# Configuring MS office Enterprise 2007 wizard



## raj1970 (Oct 3, 2007)

Dear All
I have two versions MS office 2007 and 2003.When I open word 2007 I get a window Configuring Process, Configuring MS office Enterprise 2007. It takes 4 minutes to complete the configuration process and finally MS word 2007 opens. After I close Word 2007 and open again it doesn’t start with the Configuration Wizard.
The interesting thing is when close word 2007 and open word 2003 a window appears windows installer preparing to install and word 2003 opens within few seconds. Now if close word 2003 and open word 2007 the same Configuration wizard appears as said above.Both the office versions are licenced copy This wizard keeps coming when only when open word .Any tips will be greately appreciated.
Thankyou


----------



## raj1970 (Oct 3, 2007)

raj1970 said:


> Dear All
> I have two versions MS office 2007 and 2003.When I open word 2007 I get a window Configuring Process, Configuring MS office Enterprise 2007. It takes 4 minutes to complete the configuration process and finally MS word 2007 opens. After I close Word 2007 and open again it doesn’t start with the Configuration Wizard.
> The interesting thing is when close word 2007 and open word 2003 a window appears windows installer preparing to install and word 2003 opens within few seconds.
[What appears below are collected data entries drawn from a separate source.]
PR #1684, opened 2018-06-22
Update/document sensu metadata

sdomino:
This is to accompany https://github.com/influxdata/kapacitor/pull/1981

### DIFF
--- a/content/kapacitor/v1.5/event_handlers/sensu.md
+++ b/content/kapacitor/v1.5/event_handlers/sensu.md
@@ -43,10 +43,11 @@ The following Sensu event handler options can be set in a
 [handler file](/kapacitor/v1.5/event_handlers/#handler-file) or when using
 `.sensu()` in a TICKscript.
 
-| Name     | Type            | Description                                                                |
-| ----     | ----            | -----------                                                                |
-| source   | string          | Sensu source for which to post messages.                                   |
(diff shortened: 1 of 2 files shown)


content/kapacitor/v1.5/event_handlers/sensu.md
```diff
@@ -67,6 +71,7 @@ options:
   .sensu()
     .source('Kapacitor')
     .handlers('handler1-name', 'handler2-name')
+    .metadata({'string':'value', 'int':1})
```
mdelaney: According to the documentation, tick script syntax doesn't support this. https://docs.influxdata.com/kapacitor/v1.5/tick/syntax/#types shows the supported data types. Indeed, when I test this I get a syntax error.

My tick script fragment is
```
        .sensu()
        .source('my-source')
        .handlers('myhandler')
        .metadata({'playbook':'http://foo.bar', 'occurrences':3})
```
Which results in an error like the following when you define it
```
invalid TICKscript: parser: unexpected unknown state, last char: '{' line 38 char 19 in ".metadata({'playbook". expected: "number","string","duration","identifier","TRUE","FALSE","==","(","-","!"
```

sanderson:
The original PR was closed in favor of another approach to adding this meta data.

Issue #1716, opened 2018-07-11
Add influx_inspect deletetsm command to 1.6


sanderson:
###### URL for relevant page?
https://docs.influxdata.com/influxdb/v1.6/tools/influx_inspect/

The `deletetsm` command isn't documented in the influxdb 1.6 docs. In the 1.5 docs, it's documented, but needs a anchored link at the top of the page.

sanderson:
Note that when specifying the path for the deletetsm command, wildcard paths are supported.

Single shard:
```
./influx_inspect deletetsm -sanitize /influxdb/data/location/autogen/1384/*.tsm
```

All shards int he db:  
```
./influx_inspect deletetsm -sanitize /influxdb/data/location/autogen/*/*.tsm
```

PR #1724, opened 2018-07-18
Influxdb 1.6 deletetsm fix

stevebang:
Adds missing deletetsm to 1.6, adds missing anchor link, and note about wildcards.


stevebang:
Fixes #1716.

PR #1740, opened 2018-07-24
Chronograf predefined influxdb and kapacitor sources

sanderson:


content/chronograf/v1.6/administration/config-options.md
```diff
@@ -84,6 +84,14 @@ Default value: `/usr/share/chronograf/canned`
 
 Environment variable: `$CANNED_PATH`
 
+#### `--resources-path=`
+
+Path to directory of pre-canned dashboards, sources, kapacitors, and organizations
```
stevebang: Either say "canned" (the environment variable is CANNED_PATH") or, "predefined (or canned) ..." — ultimately, the goal is to get rid of "canned", but with it in the code, it needs too much work for now.

stevebang: "kapacitors"?  Do you mean Kapacitor connections?

sanderson: Do you mean replacing "pre-canned" with "canned." `--resources-path` is the name of the actual argument.

The description was pulled straight from the CLI help output, but it would probably be more clear if it were "Kapacitor connections." I'll change it.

Now if close word 2003 and open word 2007 the same Configuration wizard appears as said above.Both the office versions are licenced copy This wizard keeps coming when only when open word .Any tips will be greately appreciated.
> Thankyou


The below knowledgebase article has afix for this issue,but also says not recommended.How to go about

http://support.microsoft.com/default.aspx/kb/928091


----------